In State Automobile Mutual Insurance Co. v. Dunhill Partners, Inc., the Northern District of Texas reached the opposite conclusion when faced with identical arguments. The court found Section 150.002 did not conflict with Rules 8 or 9 because the statute was not about pleadings, facts, or notice but rather about “rooting out professional negligence claims that lack expert testimony.” As to Rule 11, the court found no inconsistency because the Federal rules implicitly mandated dismissal for a procedural deficiency, such as under a Rule 12(b) motion, and because Rule 11 focuses on attorneys, not the claims.

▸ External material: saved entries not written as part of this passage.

PR #614, opened 2026-09-19
webui: make YuE2 LoRA adapters usable — NAR control, persistent store, HF download

christopherthompson81:
Makes YuE2's LoRA adapters usable from the WebUI. This is the open UI item on the feature tracker in #484 (`YuE2 NAR LoRA support in UI`); the cli/server line above it is already checked.

## Three commits

**`d6c855ae` — the missing NAR control.** #586 split YuE2's single LoRA into independent AR and NAR adapters. In `webui/configs/model_params.json` that landed as a *rename* — `lora`/`lora_scale` became `ar_lora`/`ar_lora_scale` — rather than a rename plus an addition, so `yue2.nar_lora` and `yue2.nar_lora_scale` have been reachable from the CLI and server, and documented, but not from the WebUI.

The court also found no conflict with Rule 26 because Section 150.002’s concurrent filing requirement did not alter the federal schedule for disclosures or discovery. Additionally, the court found the certificate of merit requirement to be substantive because its dismissal requirement had a direct effect on the ultimate result of the litigation. The Court, therefore, held Section 150.002 should apply to federal diversity cases, dismissed all claims without prejudice, and ordered the plaintiff to file an amended petition within 30 days to avoid dismissal with prejudice.